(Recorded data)

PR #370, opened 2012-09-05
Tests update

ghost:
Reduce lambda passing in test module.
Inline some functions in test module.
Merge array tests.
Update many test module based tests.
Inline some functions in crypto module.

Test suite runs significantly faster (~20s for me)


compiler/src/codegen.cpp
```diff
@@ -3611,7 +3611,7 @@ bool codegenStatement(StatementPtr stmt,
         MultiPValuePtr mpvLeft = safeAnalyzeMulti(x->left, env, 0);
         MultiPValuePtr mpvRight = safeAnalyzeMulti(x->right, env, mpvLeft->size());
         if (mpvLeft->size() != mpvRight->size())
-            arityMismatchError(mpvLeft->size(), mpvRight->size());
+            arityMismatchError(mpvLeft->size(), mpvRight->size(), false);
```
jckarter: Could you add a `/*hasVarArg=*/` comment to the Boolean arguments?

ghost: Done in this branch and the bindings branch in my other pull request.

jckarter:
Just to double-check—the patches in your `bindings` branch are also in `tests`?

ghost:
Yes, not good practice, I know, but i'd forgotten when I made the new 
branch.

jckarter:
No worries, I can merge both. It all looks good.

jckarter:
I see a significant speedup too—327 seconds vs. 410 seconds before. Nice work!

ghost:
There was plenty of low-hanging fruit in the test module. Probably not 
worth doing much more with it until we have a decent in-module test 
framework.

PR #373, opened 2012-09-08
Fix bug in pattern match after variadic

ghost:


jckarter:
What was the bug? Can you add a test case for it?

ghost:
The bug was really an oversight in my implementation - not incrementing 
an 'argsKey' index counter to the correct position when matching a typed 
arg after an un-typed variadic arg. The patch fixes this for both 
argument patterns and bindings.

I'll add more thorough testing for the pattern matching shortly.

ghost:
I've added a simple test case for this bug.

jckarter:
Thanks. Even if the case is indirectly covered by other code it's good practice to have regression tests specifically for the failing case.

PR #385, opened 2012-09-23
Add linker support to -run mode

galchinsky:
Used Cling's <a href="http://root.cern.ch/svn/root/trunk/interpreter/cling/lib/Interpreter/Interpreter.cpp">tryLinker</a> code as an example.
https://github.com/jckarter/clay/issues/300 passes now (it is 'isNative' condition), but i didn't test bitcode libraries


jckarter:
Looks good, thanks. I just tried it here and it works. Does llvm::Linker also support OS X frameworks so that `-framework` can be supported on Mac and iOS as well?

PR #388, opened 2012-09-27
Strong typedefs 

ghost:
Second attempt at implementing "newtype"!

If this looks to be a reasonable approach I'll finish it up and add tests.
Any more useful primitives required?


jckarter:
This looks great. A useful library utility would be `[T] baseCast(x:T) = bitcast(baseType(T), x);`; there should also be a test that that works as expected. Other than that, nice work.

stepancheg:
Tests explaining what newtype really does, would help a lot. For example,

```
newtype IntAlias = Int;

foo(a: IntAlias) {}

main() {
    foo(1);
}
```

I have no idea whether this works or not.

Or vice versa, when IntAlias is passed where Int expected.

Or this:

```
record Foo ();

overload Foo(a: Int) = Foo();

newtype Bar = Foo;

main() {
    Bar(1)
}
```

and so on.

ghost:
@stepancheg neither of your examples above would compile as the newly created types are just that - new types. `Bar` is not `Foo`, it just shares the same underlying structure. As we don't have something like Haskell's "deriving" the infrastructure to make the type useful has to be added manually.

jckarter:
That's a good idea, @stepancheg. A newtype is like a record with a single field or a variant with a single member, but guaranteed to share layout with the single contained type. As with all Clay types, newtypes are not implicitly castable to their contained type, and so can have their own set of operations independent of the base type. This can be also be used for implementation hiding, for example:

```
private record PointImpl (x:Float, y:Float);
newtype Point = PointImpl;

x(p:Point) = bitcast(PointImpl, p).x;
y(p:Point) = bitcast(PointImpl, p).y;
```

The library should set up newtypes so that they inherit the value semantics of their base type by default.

Task description
Exactly as written, please reproduce the lines from the first line of the data to the line containing "PR #373, opened 2012-09-08", inclusive, and nothing else.

Task solution
PR #370, opened 2012-09-05
Tests update

ghost:
Reduce lambda passing in test module.
Inline some functions in test module.
Merge array tests.
Update many test module based tests.
Inline some functions in crypto module.

Test suite runs significantly faster (~20s for me)


compiler/src/codegen.cpp
```diff
@@ -3611,7 +3611,7 @@ bool codegenStatement(StatementPtr stmt,
         MultiPValuePtr mpvLeft = safeAnalyzeMulti(x->left, env, 0);
         MultiPValuePtr mpvRight = safeAnalyzeMulti(x->right, env, mpvLeft->size());
         if (mpvLeft->size() != mpvRight->size())
-            arityMismatchError(mpvLeft->size(), mpvRight->size());
+            arityMismatchError(mpvLeft->size(), mpvRight->size(), false);
```
jckarter: Could you add a `/*hasVarArg=*/` comment to the Boolean arguments?

ghost: Done in this branch and the bindings branch in my other pull request.

jckarter:
Just to double-check—the patches in your `bindings` branch are also in `tests`?

ghost:
Yes, not good practice, I know, but i'd forgotten when I made the new 
branch.

jckarter:
No worries, I can merge both. It all looks good.

jckarter:
I see a significant speedup too—327 seconds vs. 410 seconds before. Nice work!

ghost:
There was plenty of low-hanging fruit in the test module. Probably not 
worth doing much more with it until we have a decent in-module test 
framework.

PR #373, opened 2012-09-08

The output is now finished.